Further Code Examples

The following code examples illustrate many aspects of Java, even some more than discussed above, inside working programs. By modification these programs can be used for most common non-graphical programming tasks in Java.

Exercises

Some of the exercises are (almost) identical to the exercises from the chapter on C. This is not a mistake. It is instructive to make the similarities and differences explicit.
  1. Define a class IntArray. The class has two instance variables: an int "length" and an int[] "a". IntArray has one constructor; a method for printing all values in a; and two inversion methods. Inversion is the operation so that afterwards a[i] has the value which initially was found in a[n - i - 1]. The first inversion method works with a dummy array b[]. The second method performs the inversion in-situ, that is, without using much extra memory. Embed this class in a program. In main an IntArray object is created of length 20. The fields of the array are initialized with a[i] = 2 * i, for all i. Then the array is inverted with each of the inversion methods. After each big change the array is printed.
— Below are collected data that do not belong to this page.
PR #1046, opened 2021-04-01
Fix brittle transfer tests

pezholio:
Now we've moved into a new financial year, the tests for the transfers were breaking, as the financial years and quarters were hardcoded to the previous financial year. To fix this, I've set the parameters to always default to the current financial year and quarter.

### DIFF
--- a/spec/features/staff/beis_users_can_create_a_transfer_spec.rb
+++ b/spec/features/staff/beis_users_can_create_a_transfer_spec.rb
@@ -11,14 +11,19 @@ RSpec.feature "BEIS users can create a transfer" do
   end
 
   scenario "successfully creates a transfer" do
-    transfer = fill_in_transfer_form
+    quarter = FinancialQuarter.for_date(Date.today)
+
+    transfer = fill_in_transfer_form(
+      financial_quarter: quarter.to_i,
+      financial_year: quarter.financial_year.to_i
+    )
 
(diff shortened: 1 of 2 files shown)


CristinaRO (approved):
Good catch, prompt action! :D

spec/features/staff/beis_users_can_create_a_transfer_spec.rb
```diff
@@ -11,14 +11,19 @@
   end
 
   scenario "successfully creates a transfer" do
-    transfer = fill_in_transfer_form
+    quarter = FinancialQuarter.for_date(Date.today)
+
+    transfer = fill_in_transfer_form(
```
leeky, line 16: Why are you overriding the quarter and year here, when your new defaults in `fill_in_transfer_form` will do the same thing..?

leeky (approved):
Added a comment about duplication, but otherwise LGTM :shipit:

spec/features/staff/beis_users_can_create_a_transfer_spec.rb
pezholio: Just to be a bit clearer when we're testing the outcome. Before, we were assuming that the Financial Year was Q1 2020, without explicity setting it. This way, we have access to an instance of the class too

  2. The example class IntegerMatrix from above can be downloaded here. Augment this class with a method for adding matrices (a_{i, j} = b_{i, j} + c_{i, j}, for all i, j) were the two matrices to add are passed as parameters, while the matrix in which the sum is computed is passed as object. Add a similar method for multiplying matrices (a_{i, k} = sum_j b_{i, j} * c_{j, k}, for all i, j). In all operations you may assume that the matrices fit: they are all n x n matrices for some fixed n. On the other hand, you must take care that the product method even computes correctly when the involved matrices are not all different, for example when computing A = A * A. Should you also take extra care with the method for computing the sums? Further you should add methods for setting the value of a specified position of the matrix in an IntegerMatrix and for printing all values of the matrix.

    IntegerMatrix should also have a static variable totalSize keeping track of the sum of all sizes of all matrices, and the constructors should refuse to allocate new memory when totalSize would exceed MAX_TOTAL_SIZE, for some constant. In that case some output is produced, ideally this is handled by a self-defined exception, but this is not required. The method finalize() should be overwritten to assure that totalSize remains accurate even when IntegerMatrix objects are removed by the garbage collector.

    Integrate class IntegerMatrix into a program which creates several matrices, makes some assignments and performing some operations. More concretely, we want you to create matrices A, B and C, as specified below, and to compute A = A . (B + C).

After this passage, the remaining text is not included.